* **WHAT IS BEING ASKED**: Counting the line with "-70,6 +70,7 @@" as the last one, copy out the lines of the data exactly from the first onward.

[[ GIVEN INFORMATION, beginning ]]

PR #6506, opened 2026-02-26
Enable auto close Assist after 30seconds of inactivity

TimoPtr:
## Summary

Since we are introducing hands free interaction with Assist, Assist should also close itself automatically when the user has finish using it. This PR adds an inactive behavior to assist and after 30s of no new message after the last message the window is going to close itself automatically. It is especially useful on Wall mount tablets.

## Checklist

### DIFF
--- a/app/src/main/kotlin/io/homeassistant/companion/android/assist/AssistViewModel.kt
+++ b/app/src/main/kotlin/io/homeassistant/companion/android/assist/AssistViewModel.kt
@@ -70,6 +70,7 @@ class AssistViewModel @Inject constructor(
     var pendingWakeWordConfirmation by mutableStateOf(false)
         private set
 
+    private var startedFromWakeWord = false
     private var inactivityTimerJob: Job? = null
 
     fun onCreate(
@@ -82,6 +83,7 @@ class AssistViewModel @Inject constructor(
         viewModelScope.launch {
             this@AssistViewModel.hasPermission = hasPermission
             this@AssistViewModel.wakeWordPhrase = wakeWordPhrase
+            this@AssistViewModel.startedFromWakeWord = wakeWordPhrase != null
             serverId?.let {
                 filteredServerId = serverId
                 selectedServerId = serverId
@@ -186,9 +188,13 @@ class AssistViewModel @Inject constructor(
      * The timer only runs when the input mode is [AssistInputMode.VOICE_INACTIVE],
      * TTS audio is not currently playing, and the last conversation message is not a
      * placeholder (assistant finished processing).
+     *
+     * Disabled for non wake word sessions to avoid auto-closing the dialog while the user
+     * is interacting with hands.
      */
     private fun restartInactivityTimer() {
         inactivityTimerJob?.cancel()
+        if (!startedFromWakeWord) return
         fun isInactive(): Boolean {
             val shouldRun = when (inputMode) {
                 AssistInputMode.VOICE_INACTIVE -> true
--- a/app/src/test/kotlin/io/homeassistant/companion/android/assist/AssistViewModelTest.kt
+++ b/app/src/test/kotlin/io/homeassistant/companion/android/assist/AssistViewModelTest.kt
@@ -110,14 +110,14 @@ class AssistViewModelTest {
         )
     }
 
-    private fun createAndInitialize(hasPermission: Boolean = false): AssistViewModel {
+    private fun createAndInitialize(hasPermission: Boolean = false, startedWithWakeWord: Boolean = false): AssistViewModel {
         val vm = createViewModel()
         vm.onCreate(
             hasPermission = hasPermission,
             serverId = null,
             pipelineId = null,
             startListening = null,
-            wakeWordPhrase = null,
+            wakeWordPhrase = if (startedWithWakeWord) "Okay Nabu" else null,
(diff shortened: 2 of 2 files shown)


jpelgrom:
What if you listen to a long TTS answer for more than 30s?

> Since we are introducing hands free interaction with Assist

Maybe it should be limited to cases where you started Assist hands free (wake word, maybe also headset button)? If I triggered Assist by clicking on the icon / using my assistant gesture I find it odd to see it disappear automatically, almost no UI does that.

If you don't agree, then this change should also be applied to Wear OS.

TimoPtr:
> What if you listen to a long TTS answer for more than 30s?

We could introduce a more complex logic to detect inactive state in the viewModel, I'm not sure exacty what should be the criteria. As Copilot suggested we could remove the delay if you switch the input method to Text or currently speaking. We could also make disable it if any audio is playing.

> 
> > Since we are introducing hands free interaction with Assist
> 
> Maybe it should be limited to cases where you started Assist hands free (wake word, maybe also headset button)? If I triggered Assist by clicking on the icon / using my assistant gesture I find it odd to see it disappear automatically, almost no UI does that.
> 
> If you don't agree, then this change should also be applied to Wear OS.

I don't have any opinion on this, but we can start to bring this only to wake word.


I'm going to wait for your answer before going further on this.

bgoncal:
I really think that to merge this we need, first, to be opt-in, and then also have a picker to choose between 10 seconds, 20 seconds, 1 minute etc, without that we are making random assumptions

TimoPtr:
> I really think that to merge this we need, first, to be opt-in, and then also have a picker to choose between 10 seconds, 20 seconds, 1 minute etc, without that we are making random assumptions

If we do add the conditions I've added above. Inactive state would be pretty clear. Adding too much settings might also not be a good idea. I'm considering more and more the stand from [Signal](https://github.com/signalapp/Signal-Android/blob/main/CONTRIBUTING.md#development-ideology) about `The answer is not more options`.

I would like to test it only on the wake word and get feedback from users before adding yet another option.

bgoncal:
Do you think you will get enough feedback from the beta to conclude the test? Don't forget our user base is broad with very broad use cases, you may break someone's flow if released to prod without a way to tweak it.

TimoPtr:
> Do you think you will get enough feedback from the beta to conclude the test? Don't forget our user base is broad with very broad use cases, you may break someone's flow if released to prod without a way to tweak it.

That's why I agree with @jpelgrom by enabling this only to wake word detection. No one uses wake word detection yet, they might (I hope) in the next release, but by marking it as experimental I allow us to make breaking changes.

For the wake word detection timeout it was one of the first feedback I got from users that tried it. You don't want to touch a device that you started with voice (like a wall tablet).

bgoncal:
Sounds good 👍🏻

jpelgrom:
> I don't have any opinion on this, but we can start to bring this only to wake word.

If you don't have an opinion, reading the later discussion I'd start by bringing it only to wake word triggered Assist, adjust the check to account for active TTS as well, so we limit the exposure if it isn't received well.

Fully agree on the stance of limiting options, we already have too many in some places and should go for defaults that work for 95%. If that really isn't possible then we can consider more options.

TimoPtr:
I worked with Claude on my last commit, I didn't have time to test it.

app/src/main/kotlin/io/homeassistant/companion/android/assist/AssistViewModel.kt
```diff
@@ -390,7 +438,13 @@ class AssistViewModel @Inject constructor(
                             lastMessage.copy(message = lastMessage.message + event.chunk)
                     }
                 }
+
                 is AssistEvent.PipelineStarted -> { /* handled below */ }
+
+                is AssistEvent.PipelineEnded,
+                is AssistEvent.PlaybackFinished,
```
jpelgrom, line 460: PipelineEnded (from server) will probably happen before PlaybackFinished (from audio player on device). That means the timer is reset once after TTS finishes playing, probably fine but not exactly the same. Why not link this only to finishing playback?

TimoPtr: Good catch we should only reset on pipelineEnded

TimoPtr: Actually no we do want to start the timeout only after we finished to play the audio, imagine if you generate a long text more than 30s, you don't want to finish the activity in the middle of the TTS.

jpelgrom:
> That's why I agree with @jpelgrom by enabling this only to wake word detection. 

Unless I'm missing something this part wasn't implemented. It's always doing an inactive timer, it doesn't matter whether Assist was opened using the wake word or another way.

TimoPtr:
> > That's why I agree with @jpelgrom by enabling this only to wake word detection. 
> 
> Unless I'm missing something this part wasn't implemented. It's always doing an inactive timer, it doesn't matter whether Assist was opened using the wake word or another way.

That might be true, if I remember right Wake word was not yet merged when I've opened this PR. I'll do that.

TimoPtr:
Done @jpelgrom

jpelgrom (approved):

PR #6509, opened 2026-02-26
Adjust LocationForSecureConnection wording

TimoPtr:
## Summary

This PR adjust the wording of the LocationForSecureConnection screen to match the current configuration and not a generic one that was missleading for some users.

## Checklist


common/src/main/res/values/strings.xml
```diff
@@ -1403,7 +1403,8 @@
     <string name="location_sharing_share">Share my location</string>
     <string name="location_sharing_no_share">Do not share my location</string>
     <string name="location_secure_connection_title">Let us help secure your remote connection</string>
-    <string name="location_secure_connection_content">It appears that your connection is not encrypted (using HTTP). If the app knows when you\'re away from home, it can choose a more secure way to connect to your Home Assistant system if available. This requires location services to be enabled.</string>
+    <string name="location_secure_connection_content_http">It appears that your connection is not encrypted (currently using HTTP). If the app knows when you\'re away from home, it can choose a more secure way to connect to your Home Assistant system if available. This requires location services to be enabled.</string>
```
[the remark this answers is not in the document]
TimoPtr: I'm not sure how to properly address that, I want to say that it's fine in a way since `currently` could mean in your config currently you have HTTP.

common/src/main/res/values/strings.xml
```diff
@@ -1404,7 +1403,8 @@
...
+    <string name="location_secure_connection_content">If the app knows when you\'re away from home, it can choose a more secure way to connect to your Home Assistant system if available. This requires location services to be enabled.</string>
```
jpelgrom: Because the string name used here matches the old one with http content, any translations may show the old value until updated.

It also duplicates everything except the first sentence in the message about http. I'd make the first sentence for http a separate string, and then always use this string. Something like: `string = "${if (hasPlainTextUrl) stringResource(commonR.string.location_secure_connection_content_http) + " " }${stringResource(commonR.string.location_secure_connection_content_location)}"`

common/src/main/res/values/strings.xml
```diff
@@ -1404,7 +1403,8 @@
     <string name="location_sharing_share">Share my location</string>
     <string name="location_sharing_no_share">Do not share my location</string>
     <string name="location_secure_connection_title">Let us help secure your remote connection</string>
-    <string name="location_secure_connection_content">It appears that your connection is not encrypted (using HTTP). If the app knows when you\'re away from home, it can choose a more secure way to connect to your Home Assistant system if available. This requires location services to be enabled.</string>
+    <string name="location_secure_connection_content_http">It appears that your connection is not encrypted (currently using HTTP).</string>
```
jpelgrom: The check from a technical view is 'does the server have _any_ plain text url'. This text suggests you are _currently using_ a plain text url.

TimoPtr: What about `currently using HTTP in your configuration`?

PR #6532, opened 2026-03-04
Catch WebView error while instantiating with a proper error

TimoPtr:
## Summary

This address some crashes when the Webview installed on the device is not meant for this device.
```
dlopen failed: "/data/app/com.google.android.webview-iTOIjAqw4frMMqAsce-UIw==/lib/arm/libwebviewchromium.so" is 32-bit instead of 64-bit
```
Screenshot 2026-03-04 at 12 50 59

I've catch it everywhere we use a webview, and made a new framework in the FrontendScreen to introduce a new concept of unrecoverable error. Also the Open settings is now always displayed in the error screen. 

## Checklist

## Screenshots

image

## Any other notes

I made it best effort on the old WebViewActivity with a snackbar, it's going then to show a blank screen and later the timeout dialog.

To test you can modify the code to throw in the HAWebView and test ConnectionScreen and FrontendScreen.

### DIFF
--- a/app/src/main/kotlin/io/homeassistant/companion/android/frontend/FrontendViewModel.kt
+++ b/app/src/main/kotlin/io/homeassistant/companion/android/frontend/FrontendViewModel.kt
@@ -96,7 +96,7 @@ internal class FrontendViewModel @VisibleForTesting constructor(
     @OptIn(ExperimentalForInheritanceCoroutinesApi::class)
     private class ViewStateManager(
         initialState: FrontendViewState,
-        private val _state: MutableStateFlow<FrontendViewState> = MutableStateFlow(initialState)
+        private val _state: MutableStateFlow<FrontendViewState> = MutableStateFlow(initialState),
     ) : StateFlow<FrontendViewState> by _state.asStateFlow() {
 
         /**
@@ -107,7 +107,9 @@ internal class FrontendViewModel @VisibleForTesting constructor(
          */
         fun update(transform: (FrontendViewState) -> FrontendViewState) {
             _state.update { currentState ->
-                if (currentState is FrontendViewState.Error && currentState.error is FrontendConnectionError.UnrecoverableError) {
+                if (currentState is FrontendViewState.Error &&
+                    currentState.error is FrontendConnectionError.UnrecoverableError
+                ) {
                     Timber.w("Ignoring state transition: unrecoverable error present")
                     return
                 }
--- a/app/src/main/kotlin/io/homeassistant/companion/android/frontend/FrontendScreen.kt
+++ b/app/src/main/kotlin/io/homeassistant/companion/android/frontend/FrontendScreen.kt
@@ -201,7 +201,7 @@ private fun StateOverlay(
     when (viewState) {
         is FrontendViewState.LoadServer,
         is FrontendViewState.Loading,
-            -> LoadingScreen(modifier = Modifier.background(LocalHAColorScheme.current.colorSurfaceDefault))
+        -> LoadingScreen(modifier = Modifier.background(LocalHAColorScheme.current.colorSurfaceDefault))
 
         is FrontendViewState.Content -> {
             // WebView is visible, no overlay needed
--- a/app/src/main/kotlin/io/homeassistant/companion/android/frontend/error/FrontendConnectionError.kt
+++ b/app/src/main/kotlin/io/homeassistant/companion/android/frontend/error/FrontendConnectionError.kt
@@ -58,10 +58,8 @@ sealed interface FrontendConnectionError {
          * problem. The recommended user action is to check and update the system WebView
          * via device settings.
          */
-        data class WebViewCreationError(
-            @StringRes override val message: Int,
-            val throwable: Throwable,
-        ) : UnrecoverableError {
+        data class WebViewCreationError(@StringRes override val message: Int, val throwable: Throwable) :
+            UnrecoverableError {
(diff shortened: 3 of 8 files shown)


app/src/main/kotlin/io/homeassistant/companion/android/util/compose/webview/HAWebView.kt
```diff
@@ -67,26 +74,35 @@ fun HAWebView(
...
+                    )
+                    defaultSettings()
+                    configure(this)
+                }
+            } catch (e: Exception) {
+                Timber.e(e, "Failed to create WebView, the system WebView may be misconfigured")
+                onWebViewCreationFailed(e)
+                // AndroidView requires a non-null View; return an empty placeholder
+                FrameLayout(context)
             }
```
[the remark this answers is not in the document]
TimoPtr: This is true but I'm not sure today where the exception is thrown from the WebView constructor or for instance the instanciation of a WebViewClient. I suppose the first but I'm not sure.

@jpelgrom what do you think, I think that a wrong configuration should be catch by us or in beta.

app/src/test/kotlin/io/homeassistant/companion/android/onboarding/connection/ConnectionViewModelTest.kt
```diff
@@ -361,4 +361,31 @@ class ConnectionViewModelTest {
         // Then: repository method was called for each click
         verify(exactly = 2) { connectivityCheckRepository.runChecks(rawUrl) }
     }
+
+    @Test
+    fun `Given a working state when onWebViewCreationFailed is called then errorFlow emits WebViewCreationError and connectivity checks run`() = runTest {
```
jpelgrom, line 366: > `and connectivity checks run`

This is actually weird behavior to have and explicitly test for, for an error that is unrelated to connectivity. The URL is also probably `about:blank` at this point so it adds no value.

app/src/main/kotlin/io/homeassistant/companion/android/frontend/FrontendViewModel.kt
```diff
@@ -183,6 +216,22 @@ internal class FrontendViewModel @VisibleForTesting constructor(
...
+     *
+     * Transitions to [FrontendViewState.Error] with a [FrontendConnectionError.UnrecoverableError.WebViewCreationError]
+     * so the error screen is displayed with guidance to update the system WebView.
+     */
+    fun onWebViewCreationFailed(throwable: Throwable) {
+        onError(
+            FrontendConnectionError.UnrecoverableError.WebViewCreationError(
+                message = commonR.string.webview_creation_failed,
+                errorDetails = throwable.message ?: throwable.toString(),
+                rawErrorType = "WebViewCreationError",
```
jpelgrom: This might hide the exception class if the throwable has a message, which is quite important here because it is a generic catch.

Taking the example that inspired this change:

 - only `dlopen failed: libwebviewchromium.so is 32-bit`
 - or also having `UnsatisfiedLinkError`

Also better matches buildAuthUrl malformed URL with a generic catch including the error class in `rawErrorType`.

```suggestion
                rawErrorType = throwable::class.toString(),
```

app/src/main/kotlin/io/homeassistant/companion/android/onboarding/connection/ConnectionViewModel.kt
```diff
@@ -179,6 +179,22 @@ internal class ConnectionViewModel @VisibleForTesting constructor(
...
+     *
+     * Transitions to an error state with a [FrontendConnectionError.UnrecoverableError.WebViewCreationError]
+     * so the error screen is displayed with guidance to update the system WebView.
+     */
+    fun onWebViewCreationFailed(throwable: Throwable) {
+        onError(
+            FrontendConnectionError.UnrecoverableError.WebViewCreationError(
+                message = commonR.string.webview_creation_failed,
+                errorDetails = throwable.message ?: throwable.toString(),
+                rawErrorType = "WebViewCreationError",
```
jpelgrom:
```suggestion
                rawErrorType = throwable::class.toString(),
```

app/src/main/kotlin/io/homeassistant/companion/android/util/compose/webview/HAWebView.kt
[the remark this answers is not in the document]
jpelgrom: The change is intended as a generic catch so I think it's fine like you've done it, as default settings is still initialization from a user point of view.

No need to make it more specific as suggested. If it happens we need to fix it anyway, better to get a beta user report with the specific error rather than "the app just crashes".

TimoPtr:
> From a technical point of view mostly fine, though I do wonder how often this occurs.

It is not often but it's still better to handle properly.

app/src/test/kotlin/io/homeassistant/companion/android/onboarding/connection/ConnectionViewModelTest.kt
TimoPtr: I decided to keep the logic for the checks but only modify the UI so that when it is `about:blank` we hide the URL and the connectivity checks. The checks fail on the first checks I don't think it is an issue.

app/src/main/kotlin/io/homeassistant/companion/android/frontend/FrontendViewModel.kt
TimoPtr: Good call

[[ GIVEN INFORMATION, end ]]

* **WRITTEN RESPONSE**:
PR #6506, opened 2026-02-26
Enable auto close Assist after 30seconds of inactivity

TimoPtr:
## Summary

Since we are introducing hands free interaction with Assist, Assist should also close itself automatically when the user has finish using it. This PR adds an inactive behavior to assist and after 30s of no new message after the last message the window is going to close itself automatically. It is especially useful on Wall mount tablets.

## Checklist

### DIFF
--- a/app/src/main/kotlin/io/homeassistant/companion/android/assist/AssistViewModel.kt
+++ b/app/src/main/kotlin/io/homeassistant/companion/android/assist/AssistViewModel.kt
@@ -70,6 +70,7 @@ class AssistViewModel @Inject constructor(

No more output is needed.